PR #15804, opened 2026-07-24
fix active mgr pod issue

### LINKED ISSUE #15802: test_monitoring_after_rebooting_node_where_mgr_is_running fails sometimes with AssertionError
Root Cause:
The test `test_monitoring_after_rebooting_node_where_mgr_is_running` fails because the verification function `wait_to_update_mgrpod_info_prometheus_pod` checks for Prometheus metrics from the wrong MGR pod. After the node reboot triggers MGR failover, the active MGR changes from pod 'a' to pod 'b'. However, the verification function retrieves the first pod from the MGR pod list (which happens to be the standby MGR-a) instead of identifying the active MGR. Since the `ceph_health_status` metric is only exported by the active MGR pod, the check fails when it looks for metrics from the standby pod. The test correctly identifies the active MGR before the reboot but fails to do so in the verification function.

RP Links: 
https://reportportal-ocs4.apps.dno.ocp-hub.prod.psi.redhat.com/ui/#ocs/launches/all/47201/2107908/2107968/log
https://reportportal-ocs4.apps.dno.ocp-hub.prod.psi.redhat.com/ui/#ocs/launches/all/49457/2175109/2175167/log

vkathole:
Fixes https://github.com/red-hat-storage/ocs-ci/issues/15802

## Summary by CodeRabbit

* **Bug Fixes**
  * Improved detection of the active Ceph manager pod.
  * Monitoring workflows now reliably target the correct active manager pod after node reboots and in negative scenarios.
  * Increased reliability of Prometheus/metric validation tied to Ceph health status.

### DIFF
--- a/ocs_ci/ocs/resources/pod.py
+++ b/ocs_ci/ocs/resources/pod.py
@@ -1787,6 +1787,29 @@ def get_mgr_pods(mgr_label=constants.MGR_APP_LABEL, namespace=None):
     return mgr_pods
 
 
+def get_active_mgr_pod():
+    """
+    Get the active MGR pod using ceph mgr stat
+
+    Returns:
+        Pod: The active MGR pod object
+
+    Raises:
+        ValueError: If the active MGR pod is not found
+
+    """
+    toolbox = get_ceph_tools_pod()
+    active_mgr_pod_output = toolbox.exec_cmd_on_pod("ceph mgr stat")
+    active_mgr_pod_suffix = active_mgr_pod_output.get("active_name")
+    logger.info(f"The active MGR pod suffix is {active_mgr_pod_suffix}")
+
+    for mgr_pod in get_mgr_pods():
+        if active_mgr_pod_suffix in mgr_pod.name:
+            logger.info(f"Active MGR pod: {mgr_pod.name}")
+            return mgr_pod
+    raise ValueError(f"Active MGR pod with suffix '{active_mgr_pod_suffix}' not found")
+
+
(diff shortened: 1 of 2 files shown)


ocs_ci/ocs/resources/pod.py
```diff
@@ -1787,6 +1787,29 @@ def get_mgr_pods(mgr_label=constants.MGR_APP_LABEL, namespace=None):
...
+    Returns:
+        Pod: The active MGR pod object
+
+    Raises:
+        ValueError: If the active MGR pod is not found
+
+    """
+    toolbox = get_ceph_tools_pod()
+    active_mgr_pod_output = toolbox.exec_cmd_on_pod("ceph mgr stat")
+    active_mgr_pod_suffix = active_mgr_pod_output.get("active_name")
```
PrasadDesala, line 1803: active_mgr_pod_suffix could be None, leading to a misleading ValueError if the key is missing for any reason. If no active_mgr_pod_suffix found raise an error that it could not determine active MGR from 'ceph mgr stat' output

ocs_ci/ocs/resources/pod.py
```diff
@@ -1787,6 +1787,29 @@ def get_mgr_pods(mgr_label=constants.MGR_APP_LABEL, namespace=None):
     return mgr_pods
 
 
+def get_active_mgr_pod():
```
PrasadDesala, line 1790: Should we consider making the function more resilient with a retry? get_active_mgr_pod() could also failtransiently if called during an MGR failover and adding retry would help in those cases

[The task]
In the records above, which lines hold the string "resources"? Copy each one.

[Exercise solution]
--- a/ocs_ci/ocs/resources/pod.py
+++ b/ocs_ci/ocs/resources/pod.py
ocs_ci/ocs/resources/pod.py
ocs_ci/ocs/resources/pod.py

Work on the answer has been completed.